**TASK TO CARRY OUT**
Your response must consist of the listing below, repeated exactly.
• • • • • • •
PR #60, opened 2019-06-21
T2D-312 removed Webresource Type

selvaebi:


metadata-ws/src/main/java/uk/ac/ebi/ampt2d/metadata/persistence/entities/WebResource.java
```diff
@@ -38,52 +36,23 @@
...
-
-        CONSORTIUM_WEB,
-
-    }
-
     @ApiModelProperty(position = 1, value = "Web resource auto generated id", readOnly = true)
     @JsonProperty(access = JsonProperty.Access.READ_ONLY)
     @Id
-    @GeneratedValue(strategy = GenerationType.SEQUENCE, generator="WEB_RESOURCE_SEQ")
+    @GeneratedValue(strategy = GenerationType.SEQUENCE, generator = "WEB_RESOURCE_SEQ")
```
• • • • • • •
**REPLY TO THE TASK**
PR #60, opened 2019-06-21
T2D-312 removed Webresource Type

selvaebi:


metadata-ws/src/main/java/uk/ac/ebi/ampt2d/metadata/persistence/entities/WebResource.java
```diff
@@ -38,52 +36,23 @@
...
-
-        CONSORTIUM_WEB,
-
-    }
-
     @ApiModelProperty(position = 1, value = "Web resource auto generated id", readOnly = true)
     @JsonProperty(access = JsonProperty.Access.READ_ONLY)
     @Id
-    @GeneratedValue(strategy = GenerationType.SEQUENCE, generator="WEB_RESOURCE_SEQ")
+    @GeneratedValue(strategy = GenerationType.SEQUENCE, generator = "WEB_RESOURCE_SEQ")
```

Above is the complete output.